Drug maker Lilly and the federal government disagree over Lilly's 340B contract pharmacy appeal to U.S. Seventh Circuit Court of Appeals.

Lilly and Feds Disagree Over Whether 340B Case Is Ripe for Appeal

Drug manufacturer Lilly and the federal government disagree over whether a federal district judge’s recent decision in Lilly’s 340B contract pharmacy case is ripe for review.

Last month, the U.S. Seventh Circuit Court of Appeals questioned whether U.S. Senior District Judge Sarah Evans Barker of the Southern District of Indiana issued a final judgement on Oct. 29 in Lilly’s case against the federal government that is appealable. The court said that under its precedents, a lower court ruling that fails to separately declare the rights of the parties “may not be a final appealable judgment…or at the very least may not be ready for appellate review.”

Barker held in the government’s favor that the U.S. Health Resources and Services Administration’s (HRSA) May 17 letter determining that Lilly has broken the law “neither exceeds the agency’s statutory authority nor is contrary to law.” She also said “the fairest and most reasonable interpretation of the 340B statute” would not let manufacturers unilaterally restrict drug distribution in ways that frustrate 340B’s purpose.

Baker, however, set aside and vacated the government’s violation letter on the grounds that HRSA did not acknowledge or explain its change in position regarding its ability to enforce contract pharmacy arrangements. She sent the letter back to HRSA “for further consideration/action consistent with” her decision.

Lilly appealed Barker’s decision on Nov. 10. On Nov. 16, the Seventh Circuit Court gave the two sides until Nov. 30 to file memos on whether the appeal could move forward.

Lilly in its memo pointed out that Barker specifically wrote that her partial final judgement would let the parties “decide whether to seek expedited appellate review of these issues.”

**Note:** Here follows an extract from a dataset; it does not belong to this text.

PR #71, opened 2022-10-12
Set a required ruby version in the Gemfile

dfed:
This PR sets the ruby version in our Gemfile. This should enable engineers working on ARM Macs to utilize `bundle exec pod trunk push` without failing locally. By default, the Gemfile utilizes system Ruby, which unfortunately does not support ARM Macs well.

Lilly also argued that the appeals court clearly has jurisdiction “given that the judgment denied or granted the relevant claims in full…. Simply put, nothing about Lilly’s challenges to the [HRSA’s May 17 violation letter] remains pending in district court.”

Lilly said whether it prevails “on some, all, or none of its challenges” in its lawsuit to the 340B program administrative dispute resolution system “will have no impact on the resolution of any of its claims on appeal.” Earlier in the case, Baker issued a preliminary injunction protecting Lilly from ADR proceeding, saying she most likely would ultimately rule that the rule establishing the ADR system was procedurally defective. Baker, however, has held off on issuing a final judgement on that matter.

The federal government in its memo said, “it may be appropriate to remand this appeal for the limited purpose of allowing the district court to clarify its judgment to specifically declare the parties’ rights.”

The government agreed with Lilly that Barker intended “to allow for an appeal on the claims it had adjudicated,” and was clear about the remedies she ordered. But her partial final judgement “does not separately declare the respective rights of the parties.”

The government said the Seventh Circuit Court could appropriately send the case back to Barker to enter a judgement “that declares the parties’ rights consistent with “her opinion in the case.